Look near the top of the main loop. There's a new bit of code that looks like this:

   
   if (verbose > 0)
      mprintf('iter %5d   %11.7e %9.4e   %11.7e %9.4e ', ...
         iterations, lower_bound, y_low, upper_bound, y_high);
      pause;
   end

What does it do?

If the variable called verbose is equal to zero, this new bit of code is not executed at all.
But if verbose is set to 1 (for example), then the program will print out the value of the lower and upper bounds of the current range, plus the values of the function at each bound ...
.... and, after printing the information, the pause statement causes the program to wait for the user to type "return" and press the enter key before it continues

Please copy this program to your local disk, rename it to root_bisect.sci, and run it. Watch what happens.

Now that you've seen the output of the program, can you explain why it isn't finding the root properly? Can you now find the place in the program which is most likely to contain the error?

Leaving debugging mode

It is often useful to include extra mprintf statements in your program as you are developing it. Sometimes, you may add a LOT of these debugging "print" lines. What happens when it's time to turn the program in?

One option is to go into the source code and delete all the extra mprintf statements. But you might accidentally delete some code that you really need. And what happens if you need to go back and add new features to your program?
Another option is to use the comment characters // to "comment out" the extra lines; that way, they are still present and can be re-activated later.
But I think the best way (at least for this course) is to add a special "control variable", which is defined ONCE at the start of your program.

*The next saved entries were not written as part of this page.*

PR #371, opened 2021-12-16
Store vaults under organization's ID

levity:


src/services/api/hooks.ts
```diff
@@ -0,0 +1,16 @@
+import { useQuery } from 'lib/gqty';
+
+import { useSelectedCircle } from 'recoilState';
+
+export const useCurrentOrg = () => {
```
exrhizo, line 5: It's wierd to me to have hooks in this folder, it's two levels deep - lets have it be in `hooks/` or have another top level for `gqty`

It controls all the "extra" mprintf statements, as well as any pause or other debugging material. By changing just a single line:
```
     // set this to 1 to watch diagnostic messages as the function runs
     verbose = 1;
  
```
you can switch the program from its "debugging" state to its "production" state, or back.

Try editing your version of the program: change the verbose variable to zero, and run it again. Now what happens?